Привезли его не в какую-то тайную пещеру или склеп, а в богатый дом, видимо, принадлежавший самому Исааку. И опекали его не как врага, а как дорогого гостя. Только та, та самая, желанная, все не приходила. Терпение Бриана иссякало. Он готов уже был камня на камне не оставить от этого дома, но тут наконец вошла она. И первым почувствовало ее сердце, подскочив, как только шевельнулась расшитая восточными узорами занавеска, прикрывающая вход в покои мнимого больного. И тут же покои эти стали подобны райскому саду с единственным прекрасным цветком, пряный аромат которого он вдыхал и не мог надышаться.

На удивление молчалива, но нежна и заботлива была его еврейка. Благом, наверно, было принять из ее рук лично изготовленный напиток, даже если это был яд, но Бриан отодвинул чашу.

— Пей, сэр рыцарь, — Ревекка будто мысли его прочла. — Он не отравлен. В этом доме тебе нечего опасаться за свою жизнь.

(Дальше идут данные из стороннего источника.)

PR #262, opened 2020-12-10
Fix notification tests (#255)

### LINKED ISSUE #255: Notification unit test failing
@jlost, I neglected to check the unit tests when I was reviewing your PR #251. I think deleting the `delete` trigger function broke this test. It shouldn't be a big deal to fix or remove it. It may also be worth looking at the other tests to see if they should be tweaked anywhere.

```
======================================================================
ERROR: test_first_meeting_removal_bad_phone_logs_exception (officehours_api.tests.NotificationTestCase)
----------------------------------------------------------------------
  File "/usr/local/lib/python3.8/unittest/mock.py", line 1325, in patched
    return func(*newargs, **newkeywargs)
  File "/usr/src/app/officehours_api/tests.py", line 130, in test_first_meeting_removal_bad_phone_logs_exception
    self.assert_twilio_exception_logged(lambda: m1.delete())
  File "/usr/src/app/officehours_api/tests.py", line 67, in assert_twilio_exception_logged
    self.assertIn('Twilio returned the following information', cm.output[0])
IndexError: list index out of range
```

jlost:
Fixes notifications tests and improves business logic around notifications. The business logic changes aren't noticeable with the current UX, but might accommodate future UX changes, bulk jobs, etc.

Closes #255

### DIFF
--- a/src/officehours_api/models.py
+++ b/src/officehours_api/models.py
@@ -170,13 +170,15 @@ class Meeting(SafeDeleteModel):
             raise BackendException(self.backend_type) from ex
 
     def save(self, *args, **kwargs):
-        if self.backend_type != self._original_backend_type:
-            if self.status == MeetingStatus.STARTED:
+        if self._original_status.value >= MeetingStatus.STARTED.value:
+            if self.backend_type != self._original_backend_type:
                 raise Exception("Can't change backend_type once meeting is started!")
-        if self.assignee != self._original_assignee:
-            if self.status == MeetingStatus.STARTED:
+            if self.assignee != self._original_assignee:
                 raise Exception("Can't change assignee once meeting is started!")
         super().save(*args, **kwargs)
+        self._original_status = self.status
+        self._original_backend_type = self.backend_type
+        self._original_assignee = self.assignee
 
     def delete(self, *args, **kwargs):
         # Trigger m2m "remove" signals for attendees
--- a/src/officehours_api/models.py
+++ b/src/officehours_api/models.py
@@ -139,9 +139,9 @@ class Meeting(SafeDeleteModel):
 
     def __init__(self, *args, **kwargs):
         super(Meeting, self).__init__(*args, **kwargs)
-        self._original_backend_type = self.backend_type
-        self._original_assignee = self.assignee
-        self._original_status = self.status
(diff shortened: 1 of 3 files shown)


src/officehours_api/models.py
```diff
@@ -170,13 +170,15 @@ def start(self, assignee=None):
...
+            if self.backend_type != self._original_backend_type:
                 raise Exception("Can't change backend_type once meeting is started!")
-        if self.assignee != self._original_assignee:
-            if self.status == MeetingStatus.STARTED:
+            if self.assignee != self._original_assignee:
                 raise Exception("Can't change assignee once meeting is started!")
         super().save(*args, **kwargs)
+        self._original_status = self.status
+        self._original_backend_type = self.backend_type
+        self._original_assignee = self.assignee
```
ssciolla, line 181: If we do this, does `original` make sense anymore? Alternatives: `previous`, `saved`?

src/officehours_api/tests.py
```diff
@@ -136,33 +136,28 @@ def test_first_meeting_removal_bad_phone_logs_exception(self, mock_twilio: mock.
...
-        self.create_meeting([self.bar,])
-        self.create_meeting([self.baz,])
-        mock_twilio.reset_mock()
-        m1.delete()
+    def test_meeting_start_notifies_attendees(self, mock_twilio: mock.MagicMock):
+        self.create_meeting([self.foo, self.bar,], True)
         receivers = self.get_receivers(mock_twilio)
-        self.assertFalse('+15555550002' in receivers)
+        self.assertTrue(
+            receivers >=
```
ssciolla, line 161: I'm forgetting now, what's the thinking behind using `>=` over strict equality? I may be not understanding something about set comparison.

ssciolla (approved):
LGTM! Tests ran fine. Just a couple nit-picky comments, take 'em or leave 'em.

src/officehours_api/tests.py
jlost: This is confirming that those values are "in" the set. It could allow there to be more values. Not sure if that even makes a practical difference in this instance, but I chose it because the name of the test implies we're asserting that the attendees were notified (`...notifies_attendees`)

Она слегка отпила напиток и снова поднесла чашу к его губам, но Бриан не торопился. Хоть так у него была возможность захватить своими ладонями ее ладошки, почти приласкать тонкие кисти, да и задать несколько вопросов, которые после прошедших событий уже нельзя было списать на недоразумение.

— Скажи, тот парень, что видел, как лебедь несколько раз облетела башню Торкилстона, ведь не врал? Я сам списал на волнение и яркий солнечный свет, когда стоя на парапете ты вдруг исчезла, а через миг появилась снова, и на рукаве было перышко…

Такая откровенная, гордая Ревекка не удостоила его ответом, но это и был ответ.

— Забудь об этом, сэр рыцарь. Забудь обо всем плохом, — шептала колдунья своим бесподобным журчащим говором.— Пей!

Бриан не хотел забывать, но повернул чашу так, чтобы у его губ оказалась та кромка, которую касались губы Ревекки. Он подчинился, прошептав:

— Почти как наш первый, а, может, и последний поцелуй.